Alex, Can, and the male monk go through a hallway that opens into a dark den-like space with soft music and cushions, with various people lazily spread across them smoking something with a familiar scent. The monk leads them through the room to another door, this one guarded by more monks. They go through to a room set up like a laboratory. The monk takes the fruit from Alex, weighs it, and starts cutting it open and processing it. Can, who’s seen this before, starts explaining the process to Alex, where the fruit is processed into the drug known to the monks as “Jvara” but colloquially known as “the hot sweats”. She whispers to Alex that she’s done it a couple times even though her dad said never to touch the stuff, and you can get some pretty wild visions off of it.

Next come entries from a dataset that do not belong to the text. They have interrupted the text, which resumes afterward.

PR #878, opened 2017-03-16
Remove ManualRelocator

chrislo:
The last reference to this class was removed in f8698ce22. It is
mentioned in #851 as a recent example of useful script that has tests
so we may want to use it in the future to base a similar migration
on. But for now it cannot be used externally via a script or rake task
so I think it is safe to remove it.


h-lame:
You might want to keep this around - it's a complicated task and used specifically in response to support queries that come in.  Responding to support queries may not always be dealt with by committed scripts (although they probably should be).

chrislo:
Thanks for pointing that out @h-lame - if this is still used, I might add and document a small script in `/bin` that allows it to be used from the command line. That way there'll be a reference to this class somewhere in the codebase to remind us that it is used.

Meanwhile, J., Sascha, and Nip push the gurneys, following the female monk into a dark, dungeon-like room lined with shower-like stalls. Many of the stalls have naked or nearly-naked people writhing in them, shackled to the wall, drenched in sweat, which runs in rivulets down the sloped tile floors and into the drains in each stall. The monk gestures to three empty stalls, puts on heavy gloves, and starts pulling Ed Huang off of his cart. Nip puts on another pair of gloves and helps her drag him onto the floor of one of the empty stalls. The monk strips him down and shackles him to the wall, leaving him glistening with sweat on the floor, a pool forming under him. She then hangs a bag of liquid above his head, unspools some tubing and inserts an IV into his arm. They move on to Liv.

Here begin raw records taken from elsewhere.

PR #880, opened 2017-03-16
Remove params from SectionPublishingAPIExporter constructor

chrisroos:
We weren't using the flexibility of being able to construct a `SectionPublishingAPIExporter` with different `export_recipient`s or `document_renderer`s. Constructing them in the class makes this more explicit.

### DIFF
--- a/app/exporters/section_publishing_api_exporter.rb
+++ b/app/exporters/section_publishing_api_exporter.rb
@@ -4,10 +4,10 @@ class SectionPublishingAPIExporter
   PUBLISHING_API_SCHEMA_NAME = "manual_section".freeze
   PUBLISHING_API_DOCUMENT_TYPE = "manual_section".freeze
 
-  def initialize(organisation, document_renderer, manual, document, update_type: nil)
+  def initialize(organisation, manual, document, update_type: nil)
     @export_recipient = Services.publishing_api_v2.method(:put_content)
     @organisation = organisation
-    @document_renderer = document_renderer
+    @document_renderer = ManualDocumentRenderer.new
     @manual = manual
     @document = document
     @update_type = update_type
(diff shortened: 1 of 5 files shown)


app/services/abstract_manual_document_service_registry.rb
```diff
@@ -125,9 +125,7 @@ def publishing_api_draft_manual_document_exporter
       ).call
 
       SectionPublishingAPIExporter.new(
-        publishing_api_v2.method(:put_content),
```
h-lame: You mean we're no longer passing methods around forcing us to use `.call` everywhere and making things harder to understand?

👏 👏 👏 
➕ 💯

app/exporters/section_publishing_api_exporter.rb
```diff
@@ -113,7 +112,7 @@ def update_type
   end
 
   def rendered_document_attributes
-    @rendered_document_attributes ||= document_renderer.call(document).attributes
+    @rendered_document_attributes ||= ManualDocumentRenderer.new.call(document).attributes
```
floehopper: I'm slightly less convinced about this change, i.e. chaining the calls to `ManualDocumentRenderer.new` and `ManualDocumentRenderer#call`, but perhaps it's OK.

spec/exporters/section_publishing_api_exporter_spec.rb
```diff
@@ -1,4 +1,4 @@
-require "fast_spec_helper"
+require "spec_helper"
```
floehopper: Is this change supposed to be here?

chrisroos: Nope. It'll disappear once I rebase on master now that PR #876 has been merged.

app/exporters/section_publishing_api_exporter.rb
chrisroos: I think I'm happy with it for now given that I suspect it'll change in future commits.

J asks her, “how long does it take for them to recover?” The monk looks back at her, confused. “What did you say?” Nip quickly buts in, “they’re new, they’re just getting to know how it all works,” and then pulls J. and Sasha aside, telling them them with a pained look on his face: “the hot sweats — Jvara — the drug fucks you up and makes you sweat, but once you’re exposed to enough of it, it starts to change you. It permanently changes your chemical makeup. Do you get it? Your sweat glands start to produce the drug itself in your sweat. It keeps you constantly drugged, and sweating, and producing even more. Vicious cycle. There’s no coming back from that. There’s no getting better. You just sweat and sweat and writhe with ecstatic visions until you waste away and die. But while that’s happening you’re still valuable,” he points to the drain where Ed Huang’s Jvara-infused sweat is now dripping, “for a while.”